PR #772, opened 2017-05-11
Driver for Dell N3048

naved001:
Add support for the Dell N 3048 driver. 

Since the driver is similar to the PowerConnect 5500 we support, I decided to restructure the old dell driver to reuse code. There is more stuff that we can reuse (like `get_port_networks`) but I'll save it for a different PR. 

Deployment tests pass on all the switches that I touched in this PR (Dell PowerConnect 5500, Dell N 3048, and the Cisco Nexus). 

This switch wouldn't let me disable the native vlan, so I made it like the nexus switch where we set the native vlan to some dummy vlan but in the case of this switch that vlan must be created otherwise we can't set it as native.


docs/network-drivers.md
```diff
@@ -70,20 +70,21 @@ Doing so is not difficult, and it is critical for security.
...
 
 * ``haas.ext.switches.dell``, which provides a driver for the Dell
-  Powerconnect 5500 series switches.
+  Powerconnect 5500 series switches and the Dell N3000 series.
 * ``haas.ext.switches.nexus``, which provides a driver for some Cisco
   Nexus switches. Only the 3500 and 5500 have been tested, though it is
   possible that other models will work as well.
+* ``haas.ext.switches.brocade``, for the brocade VDX 6740.
 
 Neither driver requires any extension-specific config options. Per the
```
zenhack: s/Neither driver requires/None of the drivers require/

docs/network-drivers.md
```diff
@@ -114,6 +115,25 @@ Port names must be of the same form accepted by the switch's console
...
+
+#### switch_register
+
+To register a Dell N3000 switch, the ``"type"`` field of the
+request body must have a value of::
+
+    http://schema.massopencloud.org/haas/v0/switches/delln3000
+
+It requires the same additional fields as the powerconnect driver, plus an
+additional field "dummy_vlan" like the nexus driver, which should a JSON
```
zenhack: Missing a word here (shoud *be* a JSON...)?

docs/network-drivers.md
```diff
@@ -114,6 +115,25 @@ Port names must be of the same form accepted by the switch's console
...
+number corresponding to an unused VLAN id on the switch. Unlike the nexus
+switch, this dummy vlan must exists otherwise you cannot set it as the native
```
zenhack: s/exists/exist/

haas/ext/switches/_console.py
```diff
@@ -73,6 +73,9 @@ def disable_port(self):
     def disconnect(self):
         """End the session. Must be at the main prompt."""
 
+    def _set_native(self, old_native, network_id, interface):
```
zenhack: You shoud make it more clear that this method is intended to be overridden -- I spend a bit of time puzzling as to why there was an `interface` parameter that wasn't used. Most of the other methods that are overridden also don't actually have implementations (empty bodys).

haas/ext/switches/_dell_base.py
```diff
@@ -0,0 +1,155 @@
...
+import pexpect
+import re
+import logging
+
+from haas.ext.switches import _console
+
+logger = logging.getLogger(__name__)
+
+
+class _base_session(_console.Session):
```
zenhack: Should follow the naming conventions for types, e.g. `_BaseSession`.

haas/ext/switches/dell.py
```diff
@@ -83,60 +113,129 @@ def connect(switch):
...
                 num_str = match.groups()[0]
                 native = int(num_str)
+                if native == int(self.switch.dummy_vlan):
+                    native = None
             else:
                 native = None
             networks = []
-            range_str = v['Trunking VLANs Enabled']
-            for range_str in v['Trunking VLANs Enabled'].split(','):
+            range_str = v['Trunking Mode VLANs Enabled']
```
zenhack: I realize this was already there, but -- `range_str` is reassigned on the next line, so this doesn't do anything.

haas/ext/switches/dell.py
```diff
@@ -54,10 +54,40 @@ def validate(kwargs):
...
 
-class _Session(_console.Session):
+    @staticmethod
+    def validate(kwargs):
+        schema.Schema({
+            'username': basestring,
+            'hostname': basestring,
+            'password': basestring,
+            'dummy_vlan': schema.And(schema.Use(int),
+                                     lambda v: 0 <= v and v <= 4093,
```
zenhack: We probably want to exclude zero?

haas/ext/switches/_console.py
```diff
@@ -74,6 +74,11 @@ def disconnect(self):
         """End the session. Must be at the main prompt."""
 
     def _set_native(self, old_native, network_id, interface):
+        """This method is intended to be over written.
+
+        In some switches, we need to create a vlan before setting that as
+        native. `interface` is needed to get back to the interface prompt
+        to set the native vlan for that interface"""
```
zenhack: This smells funky to me. You're basically shoving the whole implementation in the docstring; there's got to be a cleaner way to define/describe the interface.

naved001: I can't think of a more succinct docstring than this:

        """This method can be overwritten to pass `interface`

        `interface` is used to get to the interface prompt"""

What do you think?

naved001:
@zenhack @henn ping. 

I want to finish this while it's fresh in my head.

haas/ext/switches/_console.py
zenhack: Honestly, I think the problem is that the control flow is somewhat slapped together. The console code I wrote had a particular way of managing the prompts, which this doesn't fit with, and that mismatch is showing up in the function signatures.

Question: can we just put in the setup docs for the switch that you have to create all of the vlans you intend on using for HIL, and cut out this step entirely?

(Sorry for letting this fall through the cracks).

docs/network-drivers.md
```diff
@@ -70,20 +70,21 @@ Doing so is not difficult, and it is critical for security.
 ## Switch drivers
 
 At present, all switch drivers shipped with HaaS require that the VLAN
-pool allocator is in use. There are two switch drivers shipped with
+pool allocator is in use. There are three switch drivers shipped with
 HaaS:
 
 * ``haas.ext.switches.dell``, which provides a driver for the Dell
-  Powerconnect 5500 series switches.
+  Powerconnect 5500 series switches and the Dell N3000 series.
```
zenhack: These are separate modules now (the n3000 is in `haas.ext.switches.n3000`), so this needs updating.

haas/ext/switches/_console.py
naved001: > Question: can we just put in the setup docs for the switch that you have to create all of the vlans you intend on using for HIL, and cut out this step entirely?

Sure. That's actually easier. I didn't know that we are already doing something like this for the other switches. Had I read the documentation before I started working on this driver, I would have cut out this step.

zenhack:
LGTM

docs/network-drivers.md
```diff
@@ -114,6 +117,33 @@ Port names must be of the same form accepted by the switch's console
...
 
+### Dell N3000 driver
+
+#### Switch preperation
+
+1. Just like the Powerconnect 5500, every VLAN that could be used on the switch
+must first be enabled on the switch. To enable all VLANs to work with the switch, run this command:
+
+   configure
+   vlan 2-4093
```
shwsun: These two lines are commands, please format it

shwsun:
And since there are so many unnamed user in the commits, we should squash it

docs/network-drivers.md
naved001: done.

naved001:
> can you explain a bit about the abstracted _BaseSession

Earlier we had a `_console.py` where we had some common methods for console based drivers (at that point, cisco nexus and dell powerconnect). With this PR we wanted to support the Dell N3048 which was quite similar to the powerconnect. And here we move the session object (which has basically all the methods for the dell powerconnect), then import that class into 2 drivers (the powerconnect and the new n3048) and override the functions as needed,. In the process of doing so, I have also modified some methods so that they work with both dell switches. 
```
 [_Console.py]
   +      +-+
   |        |
   v        v
[nexus.py]  [_dell_base.py]
             +       +
             |       |
             v       v
        [n3048.py]   [dell.py]
```

> it would be good to doc it.

I don't think we are documenting code structure anywhere. The files that I have made have a [description](https://github.com/CCI-MOC/hil/pull/772/files#diff-66fd971d942f05993b034b18448fd45fR14) about it's purpose. Additionally, in future, someone can run git blame and find out about this PR to get some context. 

> And since there are so many unnamed user in the commits, we should squash it

The commits are either associated with my name (Naved Ansari) or my username (naved001), I don't see any orphan commits(?). Whoever is gonna merge can go ahead and use the squash and merge button if that's an issue. 

Let me know if you have more questions or want to play with the switch and test the driver in person.

docs/network-drivers.md
```diff
@@ -114,6 +117,35 @@ Port names must be of the same form accepted by the switch's console
...
+
+It requires the same fields as the powerconnect driver, plus an
+additional field "dummy_vlan" like the nexus driver, which should be a JSON
+number corresponding to an unused VLAN id on the switch. Unlike the nexus
+switch, this dummy vlan must exist otherwise you cannot set it as the native
+vlan, but this vlan should not be used for any networks.
+
+#### switch_register_port
+
+Resgister ports just like the powerconnect driver. e.g. ``gi1/0/5``.
```
knikolla: nit: Resgister

naved001:
Let me look into the db migration script for this before we merge.

naved001:
@zenhack @knikolla I have added script to support migrations. If you are fine with the new changes you can remove the DO NOT MERGE YET label.

zenhack:
Migration script looks good to me.

//cc @knikolla

zenhack:
Cool, we've got 2 signoffs, merging.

> **EXERCISE INSTRUCTIONS**:
Find the line with "Sure. That's actually" in the entries above. Retype it and each line after it, exactly, through the line with "the abstracted _BaseSession", and stop there.

> **ANSWER TO THIS TASK**:
Sure. That's actually easier. I didn't know that we are already doing something like this for the other switches. Had I read the documentation before I started working on this driver, I would have cut out this step.

zenhack:
LGTM

docs/network-drivers.md
```diff
@@ -114,6 +117,33 @@ Port names must be of the same form accepted by the switch's console
...
 
+### Dell N3000 driver
+
+#### Switch preperation
+
+1. Just like the Powerconnect 5500, every VLAN that could be used on the switch
+must first be enabled on the switch. To enable all VLANs to work with the switch, run this command:
+
+   configure
+   vlan 2-4093
```
shwsun: These two lines are commands, please format it

shwsun:
And since there are so many unnamed user in the commits, we should squash it

docs/network-drivers.md
naved001: done.

naved001:
> can you explain a bit about the abstracted _BaseSession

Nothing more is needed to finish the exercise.